Cette succession de faits, de révélations, de déclarations et d’aveux conduisent la représentation nationale à se poser les questions suivantes :

– Le 9 janvier 2009, l’administration fiscale est saisie sur le fondement de l’article 101 du code de procédure fiscale de la procédure suivie à l’encontre d’un proche ami photographe d’une des plus généreuses donatrices de l’UMP et « tous autres ». Si la procédure engagée concerne entre autre l’achat de l’île d’Arros, se peut-il que le lien ne soit pas établi avec cette donatrice ?

– Dès lors que l’affaire concerne la première fortune de France, se peut-il que le ministre n’en soit pas personnellement saisi ?

– Quelles sont les informations dont dispose alors le ministre ?

– Ces informations justifient-elles l’engagement d’un contrôle fiscal ?

– Le ministre du budget est-il alors intervenu pour exiger un contrôle fiscal de l’ami photographe de la généreuse donatrice ?

– Dans cette hypothèse, pourquoi n’a-t-il pas engagé une procédure identique à l’encontre de la généreuse donatrice ?

– En tout état de cause, le ministre du budget et trésorier de l’UMP est-il intervenu de quelque manière que ce soit – par action ou par omission – pour empêcher un éventuel contrôle fiscal concernant la généreuse donatrice et la société chargée de gérer la fortune de cette dernière ?

– Cette éventuelle décision de ne pas agir ou d’empêcher un contrôle de la situation fiscale de la généreuse donatrice a-t-elle été prise par le seul ministre du budget ou a-t-il exécuté une décision prise par sa hiérarchie ?

– Les liens entre l’épouse du ministre et la généreuse donatrice ont-ils pu influencer les éventuels choix du ministre du budget dans cette affaire ?

– Quelles étaient les fonctions et les responsabilités exactes de l’épouse du ministre du budget au sein de la société chargée de gérer la fortune de la généreuse donatrice ?

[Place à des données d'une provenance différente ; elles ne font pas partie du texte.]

PR #3206, opened 2026-06-01
PICARD-3302: Allow focusing Log View dialog while Options dialog is open

zas:
## Summary

* This is a…
  * [x] Bug fix
  * [ ] Feature addition
  * [x] Refactoring
  * [ ] Other
* **Describe this change in 1-2 sentences**: Fix dialog modality so that Log View and History View remain focusable and interactive while the Options dialog (or any other modal dialog) is open. Standardize modality handling across all dialogs.

## Problem

* JIRA ticket: PICARD-3302

When the Options dialog is open, the Log View dialog cannot receive focus. Clicking the Log View in the taskbar briefly highlights it but focus returns to the Options dialog. This happens because the Options dialog uses `ApplicationModal` modality, which blocks interaction with all other application windows, including independent top-level windows like the Log View.

## Solution

**Infrastructure changes:**
- `PicardDialog` now auto-applies `WindowModal` when a parent is given, `NonModal` otherwise. A class-level `modality` attribute allows subclasses to opt out.
- Added `show_modal()` / `show_nonmodal()` convenience methods to `PicardDialog`.
- Fixed `SingletonDialog.show_instance()` which was overriding modality with `NonModal`.
- Made `LogView` and `HistoryView` parentless windows so they are never in any modality chain. Set the app icon on `QApplication` so parentless windows inherit it, and explicitly close them on app quit.

**Per-dialog fixes:**
- Removed explicit `ApplicationModal` / `setModal(True)` from: `OptionsDialog`, `AttachedProfilesDialog`, `ScriptDetailsEditor`, `InstallPluginDialog`, `InstallConfirmDialog`, `PluginInfoDialog`, `SwitchRefDialog`, `UninstallPluginDialog`, `EditTagDialog`, `AllowRtdUpdatesDialog`, `NewUserDialog`, `SaveWarningDialog`.
- Added explicit `WindowModal` to `SetupWizard` (QWizard, not PicardDialog).
- On macOS only: `OptionsDialog` sets `Qt.WindowType.Window` flag to prevent sheet rendering (on Linux/Windows this flag breaks `WindowModal` enforcement).
- Cleaned up `.ui` file artifacts (removed `NonModal` on child widget in `passworddialog.ui`).

## AI Usage

* [ ] No AI/LLM use
* [x] Primarily AI developed

Code was developed collaboratively with an AI assistant (Kiro/Claude), with human review, testing, and direction at each step.

## Action

Additional actions required:

### DIFF
--- a/picard/ui/mainwindow/__init__.py
+++ b/picard/ui/mainwindow/__init__.py
@@ -1311,14 +1311,11 @@ class MainWindow(QtWidgets.QMainWindow, PreserveGeometry):
         options_dialog = OptionsDialog.show_instance(page, self)
         options_dialog.finished.connect(self._options_closed)
         if not modal_options():
-            self.setEnabled(False)
-            options_dialog.setEnabled(True)
+            self._disable_while_dialog_shown(options_dialog)
 
         return options_dialog
 
     def _options_closed(self):
-        if not modal_options():
-            self.setEnabled(True)
         if self.script_editor_dialog is not None:
             self.open_file_naming_script_editor()
             self.script_editor_dialog.show()
@@ -1327,6 +1324,24 @@ class MainWindow(QtWidgets.QMainWindow, PreserveGeometry):
         self._make_profile_selector_menu()
         self._make_script_selector_menu()
         self._make_settings_selector_menu()
+
+    def _disable_while_dialog_shown(self, dialog):
+        """Disable MainWindow while dialog is shown, re-enable when it closes.
+
+        Connects to both `finished` (normal close path) and `destroyed`
+        (safety net if the dialog is destroyed without emitting `finished`,
+        e.g. via deleteLater or parent destruction). The isEnabled() guard
+        prevents double-action when both signals fire in sequence.
+        """
+
+        def re_enable():
+            if not self.isEnabled():
+                self.setEnabled(True)
+
+        dialog.destroyed.connect(re_enable)
+        dialog.finished.connect(re_enable)
+        self.setEnabled(False)
+        dialog.setEnabled(True)
 
     def show_help(self):
         webbrowser2.open('documentation')
--- a/picard/ui/mainwindow/__init__.py
+++ b/picard/ui/mainwindow/__init__.py
@@ -264,6 +264,7 @@ class MainWindow(QtWidgets.QMainWindow, PreserveGeometry):
                 ":/images/{size}x{size}/{app_id}.png".format(size=size, app_id=PICARD_APP_ID), QtCore.QSize(size, size)
             )
         self.setWindowIcon(icon)
+        QtWidgets.QApplication.instance().setWindowIcon(icon)
 
         self.show_close_window = IS_MACOS
 
@@ -287,8 +288,8 @@ class MainWindow(QtWidgets.QMainWindow, PreserveGeometry):
             self.file_browser.hide()
         self.panel.insertWidget(0, self.file_browser)
 
-        self.log_dialog = LogView(self)
-        self.history_dialog = HistoryView(self)
+        self.log_dialog = LogView()
+        self.history_dialog = HistoryView()
 
         self.metadata_box = MetadataBox(parent=self)
         self.cover_art_box = CoverArtBox(parent=self)
@@ -432,6 +433,8 @@ class MainWindow(QtWidgets.QMainWindow, PreserveGeometry):
                 # Silently close the script editor without displaying the confirmation a second time.
                 self.script_editor_dialog.loading = True
         event.accept()
+        self.log_dialog.close()
+        self.history_dialog.close()
 
     def _setup_desktop_status_indicator(self):
         if DesktopStatusIndicator:
--- a/picard/ui/mainwindow/__init__.py
+++ b/picard/ui/mainwindow/__init__.py
@@ -1303,12 +1303,12 @@ class MainWindow(QtWidgets.QMainWindow, PreserveGeometry):
 
     def show_options(self, page=None):
         ReadTheDocs.update_documentation_items()  # Retry updates if required
-        options_dialog = OptionsDialog.show_instance(page, self)
-        options_dialog.finished.connect(self._options_closed)
         if self.script_editor_dialog is not None:
             # Disable signal processing to avoid saving changes not processed with "Make It So!"
             for signal in self.script_editor_signals:
                 signal.disconnect()
+        options_dialog = OptionsDialog.show_instance(page, self)
+        options_dialog.finished.connect(self._options_closed)
 
         return options_dialog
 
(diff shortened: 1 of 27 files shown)


picard/ui/mainwindow/__init__.py
```diff
@@ -258,12 +260,6 @@ def suspend_while_loading_exit(self):
 
     def setupUi(self):
         self.setWindowTitle(_("MusicBrainz Picard"))
-        icon = QtGui.QIcon()
-        for size in (16, 24, 32, 48, 128, 256):
-            icon.addFile(
-                ":/images/{size}x{size}/{app_id}.png".format(size=size, app_id=PICARD_APP_ID), QtCore.QSize(size, size)
-            )
-        self.setWindowIcon(icon)
```
phw, line 266: Why does this get removed? I don't think it has any relevance on my system (Gnome doesn't make use of window icons), but wouldn't it affect systems that do show the icon in the window taskbar?

picard/ui/mainwindow/__init__.py
```diff
@@ -1302,20 +1299,23 @@ def close_active_window(self):
         self.tagger.activeWindow().close()
 
     def show_about(self):
-        return AboutDialog.show_instance(self)
+        return AboutDialog.show_instance()
```
phw: I think the about dialog should stay window modal. Having it attached to the window or a sheet on macOS would make sense to me for this case.

phw (changes requested):
I tested this only on Gnome / X11 so far, but there it works well, with one bug regarding the About dialog. Especially the script editor works much better now, and generally the concept of non-modal windows in many cases is useful. I tested the smaller dialogs for confirmations and subdialogs in options, they are still modal as expected.

I have a few comments for discussion. And when closing the main window after having opened and closed the about dialog I get:

```
Picard terminated unexpectedly
  File "/home/phw/devel/musicbrainz/picard/picard/ui/mainwindow/__init__.py", line 431, in closeEvent
    PicardDialog.close_all_parentless()
  File "/home/phw/devel/musicbrainz/picard/picard/ui/__init__.py", line 215, in close_all_parentless
    dialog.close()
RuntimeError: wrapped C/C++ object of type AboutDialog has been deleted
```

PicardDialog does not seem to unregister a dialog once it got closed.

picard/ui/mainwindow/__init__.py
zas: It was moved to application level instead, we were only registering icon for main window (and its children), but when we have parentless dialogs, they don't have an icon associated, this was to fix that (all windows/dialogs have same icon).

zas:
> 
> PicardDialog does not seem to unregister a dialog once it got closed.

I'll have a look, this is in last changes I made, perhaps missed smt. Thanks for noticing

picard/ui/mainwindow/__init__.py
zas: Well, if it is it will be disabled as main window, and since it's doing nothing special it can be parentless. But I can make it model again if you prefer.

phw: I just don't see the point for this dialog, and maintaining many separate window makes the application overall harder to use. For activities or logs the separate window is totally useful. But this is just a application wide non-interactive window

picard/ui/mainwindow/__init__.py
phw: I see, that makes sense

zas:
> ```
> Picard terminated unexpectedly
>   File "/home/phw/devel/musicbrainz/picard/picard/ui/mainwindow/__init__.py", line 431, in closeEvent
>     PicardDialog.close_all_parentless()
>   File "/home/phw/devel/musicbrainz/picard/picard/ui/__init__.py", line 215, in close_all_parentless
>     dialog.close()
> RuntimeError: wrapped C/C++ object of type AboutDialog has been deleted
> ```
> 
> PicardDialog does not seem to unregister a dialog once it got closed.

It should be addressed by https://github.com/metabrainz/picard/pull/3206/commits/e50344d89c78657e3df0024c47ea66a7b354b89a

picard/ui/mainwindow/__init__.py
zas: I reverted About dialog to modal in https://github.com/metabrainz/picard/pull/3206/commits/5ee1e7d576d578bd5060426b687d76e1d8c82f1a

julian45:
So far so good on this branch on Win11 and Fedora 44 KDE; I'll update this comment in-place as I test with more OSes. (I have macOS Sequoia and Fedora 44 KDE devices to test with)

Flows tested:
- Open Options > Options... and confirm both that window and the main window are usable (including switching focus) while open
- Go back to main window while options window is open, then *also* open the log viewer
- Confirm all three windows will remain open/usable without panics while switching focus between them
- Close main window and confirm that ancillary windows (options & logs in this case) gracefully close as well

~~Edit: partial no-joy on macOS Sequoia. Flows 2 and 3 above aren't quite possible, as the options dialog is not a fully separate window on macOS. That said, I can at least switch between the main-with-options-forcibly-superimposed window and the log viewer window without issue, and closing the main window gracefully also closes the log viewer window. Also, I'm having trouble reproducing this in new attempts, but sometime during my initial round of testing on macOS, this showed up in the console _without_ causing a panic:
`2026-06-04 20:38:15.084 python[49228:2775211] TSMSendMessageToUIServer: CFMessagePortSendRequest FAILED(-1) to send to port com.apple.tsm.uiserver`~~
(addressed by @zas [here](https://github.com/metabrainz/picard/pull/3206#issuecomment-4629616509))
Edit 2: Everything works as expected & desired on Fedora 44 KDE!

zas:
> partial no-joy on macOS Sequoia. Flows 2 and 3 above aren't quite possible, as the options dialog is not a fully separate window on macOS.

This is one of the limitations we encountered on macos, we had to make the dialog modal again on this platform, so the behavior differs from Win & Linux. It is related to the specific way macos managed windows and Preferences.



> Also, I'm having trouble reproducing this in new attempts, but sometime during my initial round of testing on macOS, this showed up in the console _without_ causing a panic:
> `2026-06-04 20:38:15.084 python[49228:2775211] TSMSendMessageToUIServer: CFMessagePortSendRequest FAILED(-1) to send to port com.apple.tsm.uiserver`

Yes, it seems a common "warning" with Qt on mac, but not sure if we can even identify the exact source, and if it is worth "fixing" it.

aredridel:
Works for me: MacOS 26.5 ARM64, Macbook Neo.

zas:
> Works for me: MacOS 26.5 ARM64, Macbook Neo.

Thank you @aredridel for the feedback, much appreciated.

phw (approved):
LGTM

– L’épouse du ministre a-t-elle été embauchée par le gestionnaire de fortune de la généreuse donatrice à la demande du ministre du budget ?

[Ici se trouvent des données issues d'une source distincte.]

PR #3223, opened 2026-06-18
Refactor tagger_instance helper to use Tagger.instance

phw:
## Summary

* This is a…
  * [ ] Bug fix
  * [ ] Feature addition
  * [x] Refactoring
  * [ ] Other

## Problem

This refactors the `tagger_instance` helper to directly use `Tagger.instance`.

Advantage: We avoid the assert and the trouble this can cause when trying to mock the tagger instance.

Why not have code use `Tagger.instance` directly? The `tagger_instance` is intentionally placed at top level and importable everywhere in the code. Importing `Tagger` often causes circular dependencies.

## Solution

- Rework `Tagger.instance` to avoid typing warnings due to invalid override of `QCoreApplication.instance`
- Change `tagger_instance` implementation to directly return `Tagger.instance()`

## AI Usage

* [x] No AI/LLM use
* [ ] Primarily AI developed

## Action

Additional actions required:

### DIFF
--- a/picard/__init__.py
+++ b/picard/__init__.py
@@ -72,13 +72,9 @@ def tagger_instance() -> 'Tagger':
 
     Tagger is the main application instance and a subclass of QApplication.
     """
-    from PyQt6.QtCore import QCoreApplication  # avoid top level Qt import
-
     from picard.tagger import Tagger  # avoid circular imports
 
-    instance = QCoreApplication.instance()
-    assert isinstance(instance, Tagger), 'Expected an instance of Tagger'
-    return instance
+    return Tagger.instance()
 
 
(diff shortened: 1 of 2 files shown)


zas (dismissed):
We could default `__instance` to `None` as it was, but it doesn't change anything in practice (it still fails if used too early).

phw:
> We could default __instance to None as it was, but it doesn't change anything in practice (it still fails if used too early).

Not defaulting to None makes this easier to define with type hints. For our case it is supposed to be set very early on, and trying to use it before the tagger was instantiated will hard fail. I think that's fine

zas (approved):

– Y-a-t-il eu des contreparties obtenues par le ministre du budget liées à ses fonctions parallèles de trésorier de l’UMP ?

– Les financements que le ministre-trésorier admet avoir reçus de la généreuse donatrice ont-ils été perçus au profit de son association de financement et ont-ils été la contrepartie d’une éventuelle ingérence du ministre dans ce dossier ?

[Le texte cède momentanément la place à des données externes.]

PR #3226, opened 2026-06-19
PICARD-3308: allow setting collation algorithm used

phw:
## Summary

* This is a…
  * [ ] Bug fix
  * [x] Feature addition
  * [x] Refactoring
  * [ ] Other

## Problem

* JIRA ticket (_optional_): PICARD-3308

This is a preparation for debugging PICARD-3308 (sorting broken on macOS), but does not in itself resolve the issue.

Due to various bugs with sorting on different platforms Picard currently implement two different collation algorithms for locale aware sorting. It can either use `locale.strxfrm` or Qt's `QCollator`.

`strxfrm` is the current default on Windows, since QCollator used to be broken in the Windows build (see PICARD-2953 and https://qt-project.atlassian.net/browse/QTBUG-88704).

On the other hand we had issues with `strxfrm` causing crashes on macOS for some locales (PICARD-2914) and also on Haiku (fixed on the OS side since then) and some other sorting issues. So currently the default for all other platforms is using `QCollator`.

Right now sorting does not work at all on macOS, at least not on ARM builds, this is PICARD-3308.

In order to be able to test the various implementations with a binary build and to give users some workaround if sorting is broken this PR introduces support for a `PICARD_COLLATOR` environment variable, which can be set to one of three values:

- `strxfrm`: Use `locale.strxfrm`
- `qt`: Use `QCollator`
- `string`: No locale aware collation, just sort by normal string comparison

Without `PICARD_COLLATOR` being set or set to an unknown value the platform specific default will be used as before.

This PR also refactors the previous `i18n.py` into a `i18n` package. 

## Solution

- Add support for defining the collation algorithm to use by setting the `PICARD_COLLATOR` environment variable
- Refactor the previous `i18n.py` into a `i18n` package, separate the gettext and collation code into separate files
- Move the `Transators` and `Translator` classes, that handle setting up `QTranslator` instances, from `tagger.py` to `i18n/qt.py`.

## AI Usage

* [x] No AI/LLM use
* [ ] Primarily AI developed

## Action

Additional actions required:

### DIFF
--- a/picard/i18n/collate.py
+++ b/picard/i18n/collate.py
@@ -114,9 +114,14 @@ def _strxfrm(string: str) -> str:
         return string.lower()
 
 
+def _sort_key_string(string: str, numeric: bool = False) -> Comparable:
+    return string
+
+
 AVAILABLE_COLLATORS = {
     'strxfrm': _sort_key_strxfrm,
     'qt': _sort_key_qt,
+    'string': _sort_key_string,
 }
 
 # QCollator.sortKey is broken on Windows in some Qt builds,
--- a/picard/i18n/collate.py
+++ b/picard/i18n/collate.py
@@ -1,0 +1,129 @@
+# -*- coding: utf-8 -*-
+#
+# Picard, the next-generation MusicBrainz tagger
+#
+# Copyright (C) 2024, 2026 Philipp Wolfer
+#
+# This program is free software; you can redistribute it and/or
+# modify it under the terms of the GNU General Public License
+# as published by the Free Software Foundation; either version 2
+# of the License, or (at your option) any later version.
+#
+# This program is distributed in the hope that it will be useful,
+# but WITHOUT ANY WARRANTY; without even the implied warranty of
+# MERCHANTABILITY or FITNESS FOR A PARTICULAR PURPOSE.  See the
+# GNU General Public License for more details.
+#
+# You should have received a copy of the GNU General Public License
+# along with this program; if not, write to the Free Software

– Enfin, depuis que la généreuse donatrice a avoué une fraude fiscale massive, pourquoi son gestionnaire de fortune n’a pas été entendu, ni fait l’objet d’une surveillance judiciaire, alors qu’il est en situation de faire disparaître des éléments de preuve, voire de déplacer certains fonds vers des paradis fiscaux ?

– Pourquoi l’actuel ministre du budget a-t-il attendu le 27 juin pour décider d’une enquête approfondie sur les avoirs de la généreuse donatrice ?

– Les mêmes questions se posent s’agissant d’autres dossiers fiscaux comparables : nature des informations détenues par le ministre du budget, l’existence ou non d’un contrôle fiscal, l’existence ou non d’une intervention du ministre.

– Au total, en tant que ministre du budget, dépositaire de l’autorité publique chargée d’assurer la surveillance des obligations fiscales des généreux donateurs de l’UMP, le ministre du budget a-t-il pris, reçu ou conservé pour lui-même ou pour le parti dont il assure la trésorerie, un intérêt quelconque de la part des généreux donateurs eux-mêmes ou des sociétés chargées de la gestion de leurs fortunes ?

Pour toutes ces raisons, nous vous demandons, Mesdames et Messieurs, d’adopter la présente proposition de résolution tendant à la création d’une commission d’enquête visant à faire la lumière sur la gestion des dossiers fiscaux des généreux donateurs de l’UMP par les ministres successifs du budget et des comptes publics et de la justice depuis 2007.

PROPOSITION DE RÉSOLUTION

Article unique

Il est créé, en application des articles 140 et suivants du Règlement de l’Assemblée nationale, une commission d’enquête de trente membres afin de connaître les raisons pour lesquelles avant juin 2010, aucune procédure n’a été engagée par les autorités compétentes, qu’elles relèvent du ministère du budget ou de celui de la justice, en dépit des éléments communiqués par le parquet et/ou des révélations apparues dans la presse faisant état de fraudes fiscales dont plusieurs généreux donateurs de l’UMP se seraient rendus coupables.